Information contained in this publication is intended for informational purposes only and does not constitute legal advice or opinion, nor is it a substitute for the professional judgment of an attorney.
The National Labor Relations Board is considering whether to change the current standard governing union information requests when an employer decides to relocate its business. In a memorandum (pdf) sent to all NLRB regional offices, Associate General Counsel Richard A. Siegel explains that in light of Chair Wilma Liebman’s recommendations made in her concurring opinion to the recent case Embarq Corporation and International Brotherhood of Electrical Workers Local Union No. 396, the General Counsel’s office is determining whether to modify the existing framework for assessing whether an employer must accede to a union’s demand for information prior to relocation.
In Embarq, the Board, applying the standard outlined in the 1991 case Dubuque Packing Co. for determining whether a relocation decision is a mandatory subject of bargaining, found that a company’s relocation was not a mandatory subject of bargaining because the employer had sufficiently demonstrated that the union could not have offered labor-cost concessions sufficient to change its decision to relocate. The Board further explained that because the decision to move was not a mandatory subject of bargaining, the employer was not required to provide the union with information related to the decision to relocate. In her concurring decision, Liebman noted that “current law does not compel the production of information at the time when it is sought – or, indeed, ever – if the Board, in hindsight, determines that concessions would have made no difference, even where . . . no bargaining ever occurred and the union had no opportunity to explore or influence the employer’s decision.”
In this concurrence, Liebman suggested that the framework established by Dubuque Packing be revised to require employers to provide requested information about relocation decisions whenever there is a “reasonable likelihood” that labor-cost concessions might affect the decision. As explained in the memorandum, under Liebman’s suggested change, if the employer provided the information and the union failed to offer concessions, the union would be precluded from arguing to the Board that it could have made concessions that would have altered the relocation decision. If, on the other hand, the employer failed to provide such information, in a situation where labor costs were indeed a factor in the relocation decision, it would be precluded from arguing that the union could not have made sufficient concessions to alter the decision. In other words, in Liebman’s view, failure to furnish information regarding the decision, where labor costs are a factor, will undermine (if not defeat completely) an employer’s argument that it was under no duty to bargain over the relocation decision.

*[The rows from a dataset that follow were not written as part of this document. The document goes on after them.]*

PR #3710, opened 2023-12-22
Add chain rule for derivatives to iset.mm

jkingdon:
The main catch here is that there is a condition on the function G (roughly, that it is strictly monotonic, but this is complex numbers and apartness rather than real numbers and less-than, so that might not be exactly the word).

With that proviso, the set.mm proof isn't especially hard to adapt.

### DIFF
--- a/mmil.raw.html
+++ b/mmil.raw.html
@@ -11098,10 +11098,7 @@ intuitionistic and it is lightly used in set.mm</TD>
 
 <tr>
   <td>dvcobr</td>
-  <td><i>none</i></td>
-  <td>the set.mm proof depends on limcco and also would
-  need a lot of revision for topics related to complex
-  number decidability and apart versus not equal.</td>
+  <td>~ dvcoapbr</td>
 </tr>
 
 <tr>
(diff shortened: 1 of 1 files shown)


iset.mm
```diff
@@ -86216,6 +86216,38 @@ would be equivalent to negated equality and this would follow readily (for
...
+      WFYHYIVMVIVJVNVOVPVQYPWNBQYPYQYRWNBMYTUUAABTTVRVGYPWNWRQYOWMWSVMYOWRQRZWT
+      YNUUCYKYNWOWQYLWOQRYMWOVSVTYNKWPUUBYNVKVLYMWPQRYLWPVSWAVNVOWAVTVPVQWBWCWD
+      WDWE $.
+  $}
+
+  ${
+    $d A x y $.  $d B x y $.
+    $( The points apart from a given point are complex numbers.  (Contributed
+       by Jim Kingdon, 19-Dec-2023.) $)
+    apsscn $p |- { x e. A | x =//= B } C_ CC $=
```
avekens, line 86246: Do we need `x e. A`? I think already `{ x | x =//= B } C_ CC` would be true.

jkingdon: Yes `{ x | x =//= B } C_ CC` would also be provable but `{ x e. A | x =//= B }` is the one we are likely to use more. This is in the literature using names like "apartmess space" and sometimes has its own notation.

avekens (approved):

To this end, the memorandum directs all regions to submit to the Division of Advice “all cases presenting the question of whether an employer violated Section 8(a)(5) by refusing to provide information related to a relocation or other decision properly analyzed under Dubuque Packing” for the express purpose of determining whether to create a new standard associated with an employer’s duty to furnish information in relocation situations. The practical take-away is that employers should closely scrutinize requests for information that they receive in the context of relocation decisions and requests by unions to bargain over such decisions, to determine whether such requests might fit within this potential “new” framework suggested by the Board.